Collected data
_ _ _ _

Issue #3183, opened 2026-09-12
fix(backend): deliver task reminders on the first worker tick after their due time


aupyay:
### Preflight

- [x] Checked current source and synthetic or browser evidence.
- [x] Compared existing open and closed issues and open pull requests.
- [x] Public report uses synthetic examples and contains no private records or paths.

### Affected area

Backend API

### What is wrong

No reminder is sent before the due time, and the task is excluded immediately after it. Both synthetic worker runs produced zero sends.

### Steps to reproduce

1. Use a synthetic pending task due at 12:00:00 with an enabled reminder offset of zero.
2. Run the minute reminder worker at 11:59:59 and again at 12:00:01.
3. Read reminder delivery calls and persisted reminder state.

### Expected behavior

An enabled at-due reminder is sent once on the first eligible worker tick at or after the due time, without requiring an exact timestamp match.

### Actual behavior

No reminder is sent before the due time, and the task is excluded immediately after it. Both synthetic worker runs produced zero sends.

### How often does it reproduce

Deterministic under the stated reproduction conditions; not a claim about all users or production incidence.

### Did this work before

Unknown; the current development revision still exhibits the behavior.

### Impact

P1 suggested triage priority. No reminder is sent before the due time, and the task is excluded immediately after it. Both synthetic worker runs produced zero sends.

### Environment and evidence

Audit date: 12 September 2026. Source baseline: e5c0c78ab79afe7c1796ee8d98d1697ec2a1c904.

Reproduced against current service source using synthetic records and in-memory persistence or notification boundaries. No live application, production database, or device test is claimed.

Diagnostic reproductions establish the reported defect; they are not a product fix, a passing regression suite or a coverage claim.

### Implementation entry points

Locate these existing symbols and follow their callers; locations are intentionally omitted from this public report.

- `TaskReminderEngine`
- `TaskReminderWorker`
- `buildReminder`

### Repair contract

1. Select unsent eligible reminders according to their reminder instant, including those whose task due time has just passed. Keep pending and in-progress status eligibility and the existing sent marker.
2. Do not hard-code an equality comparison or send all future reminders early. Make delayed worker processing recover eligible reminders without marking completed or cancelled tasks as needing a new alert.
3. Ensure retries do not falsely record an unsuccessful dispatch as sent. Keep the visible reminder state consistent with the recorded outcome.

### Acceptance criteria and QA

[...]

Issue #3182, opened 2026-09-12
fix(backend): prevent duplicate deferred workflow tasks after a partial retry


aupyay:
### Preflight

- [x] Checked current source and synthetic or browser evidence.
- [x] Compared existing open and closed issues and open pull requests.
- [x] Public report uses synthetic examples and contains no private records or paths.

### Affected area

Backend API

### What is wrong

Three tasks exist: First, First, Second. The schedule links only the two created on the successful retry, leaving the earlier First orphaned from schedule tracking.

### Steps to reproduce

1. Prepare a synthetic deferred workflow with two distinct tasks, First and Second.
2. Run activation and simulate a transient persistence failure while creating Second.
3. Restore persistence and let the scheduled worker retry.
4. Read the generated task list and schedule links.

### Expected behavior

The same deferred schedule creates exactly one task per intended seed, and every created task remains linked to that schedule after retry.

### Actual behavior

Three tasks exist: First, First, Second. The schedule links only the two created on the successful retry, leaving the earlier First orphaned from schedule tracking.

### How often does it reproduce

Deterministic under the stated reproduction conditions; not a claim about all users or production incidence.

### Did this work before

Unknown; the current development revision still exhibits the behavior.

### Impact

P1 suggested triage priority. Three tasks exist: First, First, Second. The schedule links only the two created on the successful retry, leaving the earlier First orphaned from schedule tracking.

### Environment and evidence

Audit date: 12 September 2026. Source baseline: e5c0c78ab79afe7c1796ee8d98d1697ec2a1c904.

Reproduced against current service source using synthetic records and in-memory persistence or notification boundaries. No live application, production database, or device test is claimed.

Diagnostic reproductions establish the reported defect; they are not a product fix, a passing regression suite or a coverage claim.

### Implementation entry points

Locate these existing symbols and follow their callers; locations are intentionally omitted from this public report.

- `materializeSchedule`
- `TaskScheduleEngine`
- `TaskService.createFromWorkflowSeed`
- `TaskWorkflowService`

### Repair contract

1. Use the existing transaction-capable workflow task creation contract for bounded atomic materialization and persist generated task identities in the same transaction.
2. Protect simultaneous activation or replay with a stable schedule-and-seed identity or a serialized schedule claim, using current database conventions.
3. If a batch cannot safely use one transaction, persist an idempotent identity and durable checkpoint per seed. Never infer completion from a nonempty prefix alone.
[...]

Issue #3181, opened 2026-09-12
fix(backend): keep a task series active when only its first occurrence is cancelled


aupyay:
### Preflight

- [x] Checked current source and synthetic or browser evidence.
- [x] Compared existing open and closed issues and open pull requests.
- [x] Public report uses synthetic examples and contains no private records or paths.

### Affected area

Backend API

### What is wrong

The first task is cancelled and the generator creates no further occurrences. Existing children may temporarily hide the stopped series until its pre-generated horizon ends.

### Steps to reproduce

1. Create a daily synthetic task series before its future occurrences have been generated.
2. Cancel the first task using the existing This occurrence scope.
3. Run recurrence generation and inspect future tasks.
4. Repeat after some future occurrences exist and move the generation horizon forward.

### Expected behavior

Cancelling This occurrence skips only that occurrence. Future occurrences remain scheduled until the user cancels the series or reaches its end bound.

### Actual behavior

The first task is cancelled and the generator creates no further occurrences. Existing children may temporarily hide the stopped series until its pre-generated horizon ends.

### How often does it reproduce

Deterministic under the stated reproduction conditions; not a claim about all users or production incidence.

### Did this work before

Unknown; the current development revision still exhibits the behavior.

### Impact

P1 suggested triage priority. The first task is cancelled and the generator creates no further occurrences. Existing children may temporarily hide the stopped series until its pre-generated horizon ends.

### Environment and evidence

Audit date: 12 September 2026. Source baseline: e5c0c78ab79afe7c1796ee8d98d1697ec2a1c904.

Reproduced against current service source using synthetic records and in-memory persistence or notification boundaries. No live application, production database, or device test is claimed.

Diagnostic reproductions establish the reported defect; they are not a product fix, a passing regression suite or a coverage claim.

### Implementation entry points

Locate these existing symbols and follow their callers; locations are intentionally omitted from this public report.

- `TaskService.deleteTask`
- `normalizeRecurrenceScope`
- `getSeriesMasterId`
- `TaskRecurrenceEngine`

### Repair contract

1. Separate occurrence cancellation from series-active state in the existing recurrence owner. Preserve the chosen cancellation scope explicitly.
2. Ensure the generator can continue a live series after its first occurrence was cancelled while ALL and THIS_AND_FOLLOWING still stop the requested range.
3. Do not simply include all cancelled masters: that would revive deliberately cancelled series. Preserve and test the meaning of each scope.
[...]

Issue #3180, opened 2026-09-12
fix(backend): preserve recurring task details and reset each occurrence reminder


aupyay:
### Preflight

- [x] Checked current source and synthetic or browser evidence.
- [x] Compared existing open and closed issues and open pull requests.
- [x] Public report uses synthetic examples and contains no private records or paths.

### Affected area

Backend API

### What is wrong

The generated child has no extra instructions, subcategory, priority or group assignment. Its reminder inherits the original sent marker, so later reminder processing skips it.

### Steps to reproduce

1. Create a repeating synthetic task with priority High, extra instructions and its existing group assignment.
2. Let the original occurrence receive its reminder.
3. Generate a subsequent occurrence after the original reminder has been marked sent, then read the new task and run its reminder processing.

### Expected behavior

Each new occurrence preserves applicable task instructions and assignment while starting with a fresh unsent reminder lifecycle.

### Actual behavior

The generated child has no extra instructions, subcategory, priority or group assignment. Its reminder inherits the original sent marker, so later reminder processing skips it.

### How often does it reproduce

Deterministic under the stated reproduction conditions; not a claim about all users or production incidence.

### Did this work before

Unknown; the current development revision still exhibits the behavior.

### Impact

P1 suggested triage priority. The generated child has no extra instructions, subcategory, priority or group assignment. Its reminder inherits the original sent marker, so later reminder processing skips it.

### Environment and evidence

Audit date: 12 September 2026. Source baseline: e5c0c78ab79afe7c1796ee8d98d1697ec2a1c904.

Reproduced against current service source using synthetic records and in-memory persistence or notification boundaries. No live application, production database, or device test is claimed.

Diagnostic reproductions establish the reported defect; they are not a product fix, a passing regression suite or a coverage claim.

### Implementation entry points

Locate these existing symbols and follow their callers; locations are intentionally omitted from this public report.

- `cloneFromMasterPrisma`
- `TaskRecurrenceEngine`
- `buildReminder`
- `TaskReminderEngine`

### Repair contract

1. Define the child payload field-by-field from the existing task model, including currently omitted applicable fields. Reuse the existing reminder-normalization behavior rather than copying delivery metadata.
2. Copy only reminder configuration, never a sent marker or delivery identifier belonging to another occurrence.
3. Keep completion state, completion evidence and calendar event identity occurrence-specific. Do not overwrite already completed historical children while repairing generation.

### Acceptance criteria and QA

[...]

PR #3199, opened 2026-09-12
fix(backend): correct recurring-task and reminder scheduling bugs

aupyay:
## Summary
Batches five related backend bugs in recurring-task generation and reminder delivery:

- **#3179** - a recurring task's due time drifted an hour across a DST transition because next-occurrence math preserved the previous instant's UTC offset instead of recomputing local wall-clock time.
- **#3180** - generated occurrences dropped subcategory, additional notes, priority and group assignment, and copied the parent's reminder `scheduledNotificationId` verbatim, so the reminder worker treated the new occurrence as already sent.
- **#3181** - the recurrence engine filtered "masters" by their own occurrence status; since the master row IS occurrence #1, cancelling only that occurrence (scope `THIS`) stopped the whole series from generating further children. Series-level stop is now expressed via `recurrence.endDate` on all three cancel scopes (`THIS_AND_FOLLOWING` already did this; `ALL` now does too).
- **#3182** - a deferred workflow schedule's `generatedTaskIds` was only persisted once, after every seed finished; a mid-loop failure left it empty, so a retry recreated already-succeeded tasks. It's now persisted incrementally per seed.
- **#3183** - the reminder worker's query used `dueAt >= now` as an upper bound, so a zero-offset reminder fell through the gap between "too early" (previous tick) and "already past due" (next tick) and never sent. The query now uses a lookback grace window instead.

## Test plan
- [x] `npx jest` (apps/backend): 500 suites / 11,850 tests passed
- [x] `npx eslint .` (apps/backend): 0 errors
- [x] `npx tsc --noEmit` (apps/backend): 0 errors
- [x] Added/updated targeted tests for all 5 fixes; mutation-checked each by reverting the fix and confirming the corresponding test fails, then restoring
- [x] Pre-push hook (monorepo lint + type-check via turbo): passed

### DIFF
--- a/apps/backend/src/services/task.recurrence.engine.ts
+++ b/apps/backend/src/services/task.recurrence.engine.ts
@@ -4,7 +4,13 @@ import utc from "dayjs/plugin/utc.js";
 import timezone from "dayjs/plugin/timezone.js";
 import cronParser from "cron-parser";
 
-import { Prisma, TaskAudience, TaskSource, TaskStatus } from "@prisma/client";
+import {
+  Prisma,
+  TaskAudience,
+  TaskPriority,
+  TaskSource,
+  TaskStatus,
+} from "@prisma/client";
 import { prisma } from "src/config/prisma";
 
 dayjs.extend(utc);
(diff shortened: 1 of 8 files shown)


ankit-yc (approved):
CI green, changes verified.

_ _ _ _

WHAT YOU ARE ASKED TO DO:
Which lines of the records hold the string "TaskService"? Copy each one.

RESULT:
- `TaskService.createFromWorkflowSeed`
- `TaskService.deleteTask`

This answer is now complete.